# Unwanted project, need advice



## skunkhome (Nov 30, 2008)

I purchased new tires to put on my Piaggio BV250 scooter. I set out yesterday to change the rear tire which involved removing three bolts to remove the muffler and two bolts to remove the suspension support arm. All five bolts are steel in cast aluminum. I knew i was in trouble. When I broke a T-40 wrench trying to remove the first bolt holding the muffler. 










I went out and bought a new impact resistant T-40 wrench and started back to work. My first attempt stripped the head a bit but on second try i managed to break it loose. The other two screws backed out normally. I noticed that ther was no anti-seize compound on any of the bolts and all were showing signs of corrosion. 

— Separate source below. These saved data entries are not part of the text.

PR #5159, opened 2017-02-07
[[ Bug 16714 ]] Fix object layout problem caused by IME on Android

HedgeHao:
In previous versions, when keyboard shows up and the acceleratedrendering property set to true on Android. The whole screen will automatically scrolls up to make a room for keyboard whether the focused field is out of sight or not. This patch add a field property "autoReposition" to let user decide whether a field need to scroll up when showing the keyboard. This patch also fix black area when hiding keyboard (un-focus field or app resumed).


montegoulding:
@HedgeHao I'm sorry this has taken so long to investigate. I'm looking into it now and will push up a PR which just fixes bug 10881. We can then look at how best to implement properties to control the panning behavior as it requires an accurate rect of the focused object which will need some work to implement.

PR #5164, opened 2017-02-08
[[ Bug 15094 ]] Add 'Documents' parameter for specialFolderPath() on Linux

HedgeHao:


peter-b:
@HedgeHao This looks good.

Maybe, it would be better if LiveCode used `g_get_user_special_dir(G_USER_DIRECTORY_DOCUMENTS)` here [1], in order to correctly check the environment variables and to handle the case that the "Documents" directory has a localised name.

You could do this if you wanted to; you'd need to add a stub for `g_get_user_special_dir()` to [engine/src/linux.stubs](https://github.com/livecode/livecode/blob/develop/engine/src/linux.stubs), and then use it to construct the return value.

While you were at it, you could also update the "desktop" special directory to use `g_get_user_special_dir()` as well.

Let me know what you want to do here.

[1] https://developer.gnome.org/glib/2.50/glib-Miscellaneous-Utility-Functions.html#GUserDirectory

HedgeHao:
@peter-b I think you are right.  If I recall correctly, the name of document folder in Linux can be represented in other languages when you set system language other than English (e.g. "文件" in Traditional Chinese). So it might not be a good idea to always return "Documents". My patch now is ill-considered. I will try to follow your suggestions. Thanks for your advice.

peter-b:
@HedgeHao I'll mark this as requiring further work!

@livecode-vulcan review not ok 5881802

livecode-vulcan:
💔 review by @peter-b not ok 5881802b0d2e90d04cc6982a03cc65f5ef9469ab

HedgeHao:
I think the latest commit depends on some thridparty change. I've made a [PR](https://github.com/livecode/livecode-thirdparty/pull/93)

peter-b:
@HedgeHao I'm sorry -- I didn't realise that the thirdparty headers we use were so out of date.

There are two options:

1. Go back to the original plan -- hardcoding a `$HOME/Documents` directory -- and file a bug report that it does not respect environment variables and/or localization
2. Get [bug 19236](http://quality.livecode.com/show_bug.cgi?id=19236) fixed and then go with your new patch with `g_get_user_special_dir()`

Which do you think is best?

HedgeHao:
@peter-b I will go fix bug 19236!

Issue #9484, opened 2023-12-21
Materials as Standalone Assets


dinomut1:
Currently we have a crude way of saving materials into their own .gltf files. We need to expand this so that those files are identifiable as a Material file, distinct from a normal .gltf file.

A 'Save' button exists in the Material Library Panel that will save the selected material into a .gltf file. This should be modified so that the files are saved as ".material.gltf" files.

The 'Save' Button should open a modal which let's the user name that material, and then save it into a specified folder in a project, similar to how the ModelNodeEditor let's users export model gltf files.

We should then add a "Material" asset type + class to the AssetLoader functions getAssetType and getAssetClass, paving the way for custom drag and drop logic for these files.

PR #9517, opened 2023-12-28
add save path and drag material on object

JT00y:
Materials as Standalone Assets
follow the issues 
https://github.com/EtherealEngine/etherealengine/issues/9484

We want to make material asset distinct from a normal .gltf with drag and drop them onto object. In this way we can easily manage and maintain materials on dev.


dinomut1 (approved):
great job

PR #9521, opened 2023-12-29
Align ObjectLayerComponents array with mask

HexaField:
## References
closes #_insert number here_

### DIFF
--- a/packages/engine/src/scene/components/ObjectLayerComponent.ts
+++ b/packages/engine/src/scene/components/ObjectLayerComponent.ts
@@ -34,16 +34,17 @@ import {
 } from '../../ecs/functions/ComponentFunctions'
 
 const maxBitWidth = 32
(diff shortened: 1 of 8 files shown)


packages/engine/src/scene/components/ObjectLayerComponent.ts
```diff
@@ -34,16 +34,16 @@ import {
 } from '../../ecs/functions/ComponentFunctions'
 
 const maxBitWidth = 32
-export const ObjectLayerComponents = Array.from({ length: maxBitWidth }, (_, i) => {
+export const ObjectLayerComponents = Array.from({ length: maxBitWidth + 1 }, (_, i) => {
```
HexaField, line 37: should this be + 1 on the array length? is 33 a valid mask?

MichaelEstes (approved):

PR #9531, opened 2023-12-30
Disable Basic Materials In Scene Render Settings

dinomut1:


HexaField:
What exactly is the reason for add this to scenes?

PR #9540, opened 2024-01-01
VRM Autoconversion Logic

AidanCaruso:
## Summary
Adds an override to the model component that allows the user to choose whether an avatar is autoconverted to VRM, that is only toggleable via the node editor if the model is determined to be a non-vrm avatar with a recognized mixamo naming scheme. Also cleans up the autoconversion function, and fixes animations not populating into the animation component.

https://github.com/EtherealEngine/etherealengine/assets/102248647/b2b5f706-6e9e-4368-b485-0b70a1dab77f

## References
closes #_insert number here_


dinomut1 (approved):
great job

PR #9555, opened 2024-01-04
fix controlled string input

SYBIOTE:
controlled string input did not have appropiate props, they have been fixed and now its workign properly and propagating changes up the chain properly


DanielBelmes (approved):

packages/editor/src/components/inputs/StringInput.tsx
```diff
@@ -33,16 +33,27 @@ const inputStyle = {
   margin: 0
 }
 
-interface StyledNumericInputProps {
+interface StyledStringInputProps {
   className?: string
-  onChange?: any
+  onChange?: (e: any) => void
```
speigg, line 38: Is there a reason this needs to be `any`? I'd suggest we stick to stricter types.

speigg (changes requested):

packages/editor/src/components/inputs/StringInput.tsx
SYBIOTE: the e value?

speigg: yes

HexaField (approved):

packages/editor/src/components/inputs/StringInput.tsx
SYBIOTE: fixed

SYBIOTE:
@speigg , there is an issue, if we make it strictly typed, there are a lot of higher-level components using the props assuming they were any and they have been interpreted accordingly, do we do ahead and change all the higher-level components as well to fit the stricter type or we change the lower-level string input component with functions to convert the strict react type to string

SYBIOTE:
the main issue is the props being used as base for other props

HexaField:
I belive you functionality you want is what already exists in `StringInput`. `ControlledStringInput` is specific for fields that have dramatic side effects for any value changes at all (such as the ModelComponent loading a scene).

PR #9556, opened 2024-01-04
add component and state property listeners in behave graph 

SYBIOTE:
add component and state property listener nodes which can react to changes to component and state properties in the engine


packages/editor/src/components/inputs/StringInput.tsx
```diff
@@ -33,16 +33,27 @@ const inputStyle = {
   margin: 0
 }
 
-interface StyledNumericInputProps {
+interface StyledStringInputProps {
   className?: string
-  onChange?: any
+  onChange?: (e: any) => void
```
speigg, line 38: Please do not type these as `any`, this leads to bugs.

speigg (changes requested):

packages/engine/src/behave-graph/nodes/Profiles/Engine/helper/stateHelper.ts
```diff
@@ -125,3 +130,88 @@ export function getStateGetters() {
...
+      skipped.push(stateName)
+      continue
+    }
+    const outputsockets = generateStateNodeSchema(state)
+    if (Object.keys(outputsockets).length === 0) {
+      skipped.push(stateName)
+      continue
+    }
+    const node = makeEventNodeDefinition({
+      typeName: `engine/component/on ${stateName} change`,
```
speigg, line 156: Do we have to make a separate event node for each component? Can we do a single `engine/onComponentChange` node?

packages/engine/src/behave-graph/nodes/Profiles/Engine/helper/componentHelper.ts
```diff
@@ -148,3 +157,89 @@ export function getComponentGetters() {
...
+          uuid: `behave-graph-on-${componentName}-change` + uniqueId(),
+          insert: { with: InputSystemGroup },
+          execute: () => {
+            const componentValue = getComponent(entity, component)
+            if (typeof componentValue !== 'object') {
+              if (prevComponentValue === componentValue) return
+              const value = EnginetoNodetype(componentValue)
+              write(valueOutputs[valueOutputs.length - 1][0] as any, value)
+              commit(flowOutputs[flowOutputs.length - 1][0] as any)
+              prevComponentValue = structuredClone(componentValue)
```
speigg, line 215: Doing it like this is going to be extremely inefficient. Please use a reactor.

speigg (changes requested):

packages/engine/src/behave-graph/nodes/Profiles/Engine/helper/componentHelper.ts
SYBIOTE: i dont think u can embed a reactor in a behave graph node definition?
i know we can define systems as we need, can we do the same for reactors as well?

packages/engine/src/behave-graph/nodes/Profiles/Engine/helper/stateHelper.ts
SYBIOTE: i suppose, but then we have to dynamically change the handles each time, i suppose its possible now, ill do it

packages/editor/src/components/inputs/StringInput.tsx
SYBIOTE: the e value?

packages/engine/src/behave-graph/nodes/Profiles/Engine/helper/componentHelper.ts
SYBIOTE: all rewritten with reactor based logic, turns out you can define UseEffects in a loop as well

packages/editor/src/components/inputs/StringInput.tsx
SYBIOTE: we need this to be any, atleast for the stringInputProps as it is used as a base for other props

packages/engine/src/behave-graph/nodes/Profiles/Engine/helper/stateHelper.ts
SYBIOTE: got now a single node will require too much hardcoded elements

packages/engine/src/behave-graph/nodes/Profiles/Engine/Values/EntityNodes.ts
```diff
@@ -250,6 +268,75 @@ export const setEntityTransform = makeFlowNodeDefinition({
...
+  label: 'Get self entity',
+  in: {},
+  out: { entity: 'entity' },
+  exec: ({ read, write, graph: { getDependency } }) => {
+    const useEntityReactor: any = defineSystem({
+      uuid: 'behave-graph-getEntityReactor-' + uniqueId(),
+      insert: { after: PresentationSystemGroup },
+      execute: () => {},
+      reactor: function () {
+        const entity = useEntityContext()
```
the-reality-engineer: does this actually work? 

The entity context will only exist inside of a component reactor, or if a parent reactor has defined that context. 

Can we write tests for these behave-graph nodes so that we know they work correctly?

speigg (changes requested):

packages/engine/src/behave-graph/nodes/Profiles/Engine/helper/componentHelper.ts
```diff
@@ -148,3 +157,89 @@ export function getComponentGetters() {
...
+      continue
+    }
+    const outputsockets = generateComponentNodeSchema(component, true)
+    if (Object.keys(outputsockets).length === 0) {
+      skipped.push(componentName)
+      continue
+    }
+
+    const node = makeEventNodeDefinition({
+      typeName: `engine/component/on ${componentName} change`,
```
the-reality-engineer: We are mixing conventions here. Can we stick to camelCase please?

packages/engine/src/behave-graph/nodes/Profiles/Engine/helper/componentHelper.ts
the-reality-engineer: I'm still not seeing the reactor logic here

speigg (changes requested):

speigg (approved):

PR #9561, opened 2024-01-05
Mesh BVH and visualizer

### LINKED ISSUE #9463: MeshBVHVisualizer should be tied to root entities via `useMeshOrModel`
contingent on https://github.com/EtherealEngine/etherealengine/pull/9369

MichaelEstes:
## Summary
Creates MeshBVHComponent that handles generating and visualizing MeshBVH

## References
closes #9463


packages/engine/src/scene/functions/loadGLTFModel.ts
```diff
@@ -301,6 +302,9 @@ export const generateEntityJsonFromObject = (rootEntity: Entity, obj: Object3D,
   if (skinnedMesh.isSkinnedMesh) setComponent(objEntity, SkinnedMeshComponent, skinnedMesh)
   else setComponent(objEntity, FrustumCullCameraComponent)
 
+  if (mesh.isMesh && !instancedMesh.isInstancedMesh && !skinnedMesh.isSkinnedMesh)
+    setComponent(objEntity, MeshBVHComponent, { mesh: mesh })
```
HexaField: this is going to add a BVH for every object in the model's heirarchy. we don't want that, just one for each model (or lone mesh)

we need to use useMeshOrModel for the visualizer

HexaField (changes requested):

HexaField (approved):

PR #9563, opened 2024-01-05
improve file browser views

aditya-mitra:
## Summary

- added scrollbar to rc-dock window (scrollbars were not visible because they were hidden in all docks)
- added uniform font across file browser (now remains same when accessing admin or studio)
- added icon size setting when icon view is active to change the size of files and folders (setting persisted to local storage)
- added showing of selected of table columns in list view of files and folders (setting persisted to local storage)

## References
closes #_insert number here_

## QA Steps

list view table column selection

image

icon view icon size selection

image

https://github.com/EtherealEngine/etherealengine/assets/55396651/5efe740f-2d06-420a-9c6e-374535516c3e


dinomut1 (changes requested):
The settings window is getting closed and reopened every time a value on it is changed. This loses focus, so the slider won't work.
Also, let's put the size slider on list view as well to change the size of the list rows

aditya-mitra:
Here is the changing of font size in list view!

https://github.com/EtherealEngine/etherealengine/assets/55396651/68f82aef-b6cf-4558-bb18-3ad56b2b6e34

dinomut1 (approved):
great job

PR #9565, opened 2024-01-05
Got validators out of client

DanielBelmes:
## Summary
Moved schemas to common. Redid imports. Created a type schema file. Duplicated paths into module. 

## References
closes #9523


DanielBelmes:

When i started on the first of the two bolts holding the support arm it broke loose and turned out 4-5 turns before getting tight again. I tried applying PB Blaster and screwing it back in a bit but it once asain tightened up after less than a turn. It was starting to look like classic galling. I lubed it again and tried backing it out again only to have it snap off using only a 3/8 standard ratchet. The bolt is now just a frozen stud sticking out about 3-4 threads sticking out of the aluminum engine block.











What do I do now?


----------



## ben70b (Aug 29, 2012)

It looks like everything is aluminum, would heat be out of the question?


----------



## BigT (Sep 15, 2014)

Center punch as close to the center as you can and drill it out, starting with small diameter bits and progressively larger bits till you get to the threads. Maybe you can clean up the threads with a tap. OR, you may have to drill and rethread for the next bigger size bolt.


----------



## Hoodoo Valley (Nov 14, 2006)

I'd try setting that up for an easy out, then heat up (but not too hot) the surrounding aluminum very gingerly, then attempt to pop it out!


----------



## skunkhome (Nov 30, 2008)

Thank you, guys, for all the input. 
Well, I started out center punching and then through drilled it with 1/8" bit. Then worked my way up to 13/64" and tried an easy out. As I had suspected the bolt was as if welded in. I was afraid I'd break the easy out and then be up the creek without a paddle. I decided to drill one more time with 1/4" drill. I figured if I screwed up the threads I'd just rebore and tap for a 9mm screw. I then took a pin drift and ground the end at a 45° angle and used it and a hammer to grab the threads and pull them into the center hole.








The threads Got a little bit boogered but I chased than with a tap and they cleaned up pretty well. I decided to replace the cap screws with studs so I bought 65mm long bolts and cut the threads to full length. Boy cutting threads in 8.8 Grade bolts is a chore. I installed the studs with blue Locktite and am ready to go.


















For now I'm using washer nuts. Should I use nuts with lock washers or use self locking nuts with nylon inserts?


----------



## jhngardner367 (Apr 5, 2011)

On an engine ,I wouldn't use the Ny-loc nuts,as the Nylon will soften,with heat.
I'd say you pretty much have the right combination,there.


----------



## skunkhome (Nov 30, 2008)

Star washer or split?


----------



## BigT (Sep 15, 2014)

Good Job, skunkhome!


----------



## TraderMark (Nov 15, 2011)

Great thinking on getting that bolt out and a very smart idea to use a stud in its place.


----------



## pogobill (Jan 31, 2012)

Doesn't look like enough room for split. How about the initial problem? Did you get the new tires mounted?
Ps, wow, what a stroke of bad luck!


----------